PR #205, opened 2021-01-18
Add private flag to distribution

mdellweg:
This allows the user to specify its container repositories to be private
or world readable.

TODO:
- [x] Use the private flag to allow pull access

fixes #8102
https://pulp.plan.io/issues/8102


mdellweg:
The specified TODO depends on https://github.com/pulp/pulp_container/pull/203

ipanova:
> The specified TODO depends on #203

If  my thinking is correct these code changes should not depend on the push-repo at all, since all the logic is going through the distribution

mdellweg:
At some point in the Push code, the distribution will be looked up to check for the permission. That is the place where i expect this flag to introduce a shortcut.

I think, this is it:
https://github.com/pulp/pulp_container/pull/203/files#diff-c9c63122c0e9c033b596c104536853afe2505833c6d33f9ed1e06bf7322ef19fR160

mdellweg:
I will look into how to test this tomorrow.

mdellweg:
I realized, i want to base the tests for this on the ones in #203

mdellweg:
I am struggling with the api client again... But this is what i came up with as a test.

pulp_container/app/authorization.py
```diff
@@ -132,11 +132,7 @@ def determine_access(self):
         typ, name, actions = self.scope.split(":")
         actions = set(actions.split(","))
 
-        permitted_actions = set()
-        for action in actions:
-            has_permission = self.actions_permissions[action](name)
-            if has_permission:
-                permitted_actions.add(action)
+        permitted_actions = {action for action in actions if self.actions_permissions[action](name)}
```
mdellweg, line 135: I know, this is unrelated.

pulp_container/app/authorization.py
```diff
@@ -151,6 +147,8 @@ def has_pull_permissions(self, path):
             distribution = ContainerDistribution.objects.get(base_path=path)
         except ContainerDistribution.DoesNotExist:
             return False
+        if not distribution.private:
+            return True
```
mdellweg, line 151: This is the real meat in this PR.

pulp_container/app/registry_api.py
```diff
@@ -300,6 +300,15 @@ def get_dr_push(self, request, path, create=False):
...
                     raise RepositoryInvalid(name=path, message="Repository is read-only.")
+            elif create:
+                with transaction.atomic():
+                    repo_serializer = serializers.ContainerPushRepositorySerializer(
+                        data={"name": path}, context={"request": request}
+                    )
+                    repo_serializer.is_valid(raise_exception=True)
+                    repository = repo_serializer.create(repo_serializer.validated_data)
+                    distribution.repository = repository
+                    distribution.safe()
```
mdellweg, line 311: From IRC:
<x9c4> So you would create a private empty distro and then when pushing to it you decide it's fate to serve a push repo? Sounds fine to me.
<ipanova> yes, that would be my take on it

pulp_container/tests/functional/api/test_push_content.py
```diff
@@ -188,3 +189,43 @@ def test_push_to_existing_namespace(self):
...
+        self._push(image_path, local_url, self.user_creator)
+
+        self._pull(local_url, self.user_creator)
+        with self.assertRaises(exceptions.CalledProcessError):
+            self._pull(local_url, self.user_helpless)
+
+        distribution.private = False
+        distribution_response = self.user_creator["distribution_api"].update(
+            distribution.pulp_href, distribution
+        )
```
mdellweg, line 224: I think i am doing something wrong here.

pulp_container/app/authorization.py
ipanova: i believe this check should happen couple of lines above.
If distribution is not marked as private, there is no need to check on any permissions pull permissions https://github.com/pulp/pulp_container/pull/205/files#diff-c9c63122c0e9c033b596c104536853afe2505833c6d33f9ed1e06bf7322ef19fR143

pulp_container/app/models.py
```diff
@@ -371,6 +373,9 @@ class ContainerDistribution(
         related_name="container_distributions",
         null=True,
     )
+    private = models.BooleanField(
+        default=False, help_text=_("Prevent repository to be pulled by anonymous users.")
```
ipanova, line 377: we should phrase this somehow differently, if repo is private no only anonymous user cannot pull, but as well any authed user unless explicitly added by the owner.

pulp_container/app/serializers.py
```diff
@@ -265,25 +265,30 @@ def validate(self, data):
...
+                    )
+            else:
+                validated_data["namespace"] = ContainerNamespaceSerializer.get_or_create(
+                    {"name": namespace_name}
                 )
-        else:
-            validated_data["namespace"] = ContainerNamespaceSerializer.get_or_create(
-                {"name": namespace_name}
-            )
+        elif self.partial is False:
```
ipanova, line 282: what corner case are we covering here? base_path is a required field to my knowledge

pulp_container/app/registry_api.py
```diff
@@ -300,6 +300,15 @@ def get_dr_push(self, request, path, create=False):
                 repository = repository.cast()
                 if not repository.PUSH_ENABLED:
                     raise RepositoryInvalid(name=path, message="Repository is read-only.")
+            elif create:
```
ipanova, line 303: :+1:

pulp_container/app/viewsets.py
```diff
@@ -760,3 +760,37 @@ class ContainerNamespaceViewSet(
             },
         ],
     }
+
+    @extend_schema(
+        description="Trigger an asynchronous delete task",
+        responses={202: AsyncOperationResponseSerializer},
+    )
+    def destroy(self, request, pk, **kwargs):
```
ipanova, line 768: we should leave this as a synchronous call. podman does not have a way how to deal with the async tasks, @dkliban PTAL

ipanova: we have also async distribution deletion. we need to brainstorm this more.

pulp_container/tests/functional/api/test_push_content.py
```diff
@@ -188,3 +189,44 @@ def test_push_to_existing_namespace(self):
         # cleanup, namespace removal also removes related distributions
         namespace = self.namespace_api.list(name="team").results[0]
         self.addCleanup(self.namespace_api.delete, namespace.pulp_href)
+
+    def test_private_repository(self):
```
ipanova, line 193: can you add one more test?
Test that you can create a private distribution and push to it.
Test that the same user_creator can pull, but user_helpless cannot.
Test the user_reader can pull form private repo.
Test that the other user_helpless  can pull after marking it non-private.

pulp_container/app/models.py
mdellweg:
```suggestion
        default=False, help_text=_("Restrict pull access to explicitly authorized users. Defaults to unrestricted pull access.")
```
Like that?

pulp_container/app/serializers.py
mdellweg: I tried to do a partial update to change "private" and it blew up, because "base_path" wasn't part of the `validated_data`.
This elif branch is maybe a safetynet. It should never be reached. I agree. Maybe i should raise an Implementation Error of some kind instead of a ValidationError to get a proper 500 server response.
WDYT?

pulp_container/app/viewsets.py
mdellweg: podman is never going to hit this, as it is part of the pulp api.

pulp_container/app/models.py
ipanova: :fire:

pulp_container/tests/functional/api/test_push_content.py
mdellweg: Apart from "Test the user_reader can pull form private repo." that sounds exactly like the test you are looking at. I can add this action to it, if you like ?!

pulp_container/app/serializers.py
ipanova: if it is a patch request, why do we enforce users to provide base_path if i want to only update the 'name', for example.
can we just leave the if branch on line 269 without the elif branch on line 282?

pulp_container/app/authorization.py
mdellweg: This is the first line after having a grasp on the distribution object. Do you mean to move that too?

pulp_container/tests/functional/api/test_push_content.py
ipanova: yes i meant adding only the  Test the user_reader can pull form private repo to add, I basically added it to the list of what you are already have.

pulp_container/tests/functional/api/test_push_content.py
mdellweg: I needed to fix the serializer for partial updates to make this work.

pulp_container/app/serializers.py
mdellweg: That's what i wanted to say if drf is implemented correctly, 282 should never be reached. I may have been to cautious. Removing it now...

pulp_container/app/authorization.py
mdellweg: I thought it was convenient to see this flag being evaluated as part of the question for pull permissions.
Being rather commonly set to True, can rearrange that a bit however.

mdellweg: In the long run, i see `has_pull_permission` being transformed into an access policy.

ipanova: i think even in the short run. AH plan to have their own policy, i moved this story to mvp milestone https://pulp.plan.io/issues/8075

pulp_container/app/viewsets.py
ipanova: @mdellweg I will be happy to merge this PR and address the async/sync/locking issue separately. I have filed an issue for it https://pulp.plan.io/issues/8151

ipanova (approved):
looks good to me,please make the ci green before merging

pulp_container/app/authorization.py
```diff
@@ -132,25 +132,24 @@ def determine_access(self):
...
+        permitted_actions = {action for action in actions if self.actions_permissions[action](name)}
 
         return {"type": typ, "name": name, "actions": list(permitted_actions)}
 
     def has_pull_permissions(self, path):
         """
         Check if the user has permissions to pull from the repository specified by the path.
         """
-        if self.user.has_perm("container.view_containerdistribution"):
+        if self.has_push_permissions(path):
```
ipanova, line 143: :+1:

mdellweg: Actually this will double the checking for push_permission if you issue `["push","pull"]`. I tried to get the  tests pass that way.

pulp_container/app/authorization.py
ipanova: seems like after rebase the code looks different. we should check distribution.private flag in the first place before checking for any perms.. i know this will be re-worked again in other prs but let's keep the logic in order in every pr, wdyt?

pulp_container/app/authorization.py
mdellweg: And, as expected, your last changes to the push pull permission logic fixed it for me.

mdellweg:
And after realizing, that the `user_reader` should not be able to `pull`, but the `user_dist_consumer` might, it should turn green now.

pulp_container/tests/functional/api/test_push_content.py
```diff
@@ -236,3 +237,48 @@ def test_push_to_existing_namespace(self):
...
+        with self.assertRaises(exceptions.CalledProcessError):
+            self._pull(local_url, self.user_helpless)
+
+        distribution.private = False
+        distribution_response = self.user_creator["distribution_api"].partial_update(
+            distribution.pulp_href, {"private": False}
+        )
+        monitor_task(distribution_response.task)
+
+        self._pull(local_url, self.user_reader)
```
ipanova, line 279: :+1:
******************************
▶ ACTIVITY
Which lines of the data contain the string "going"? Copy each one.

▶ OUTPUT FOR THIS EXERCISE
If  my thinking is correct these code changes should not depend on the push-repo at all, since all the logic is going through the distribution
mdellweg: podman is never going to hit this, as it is part of the pulp api.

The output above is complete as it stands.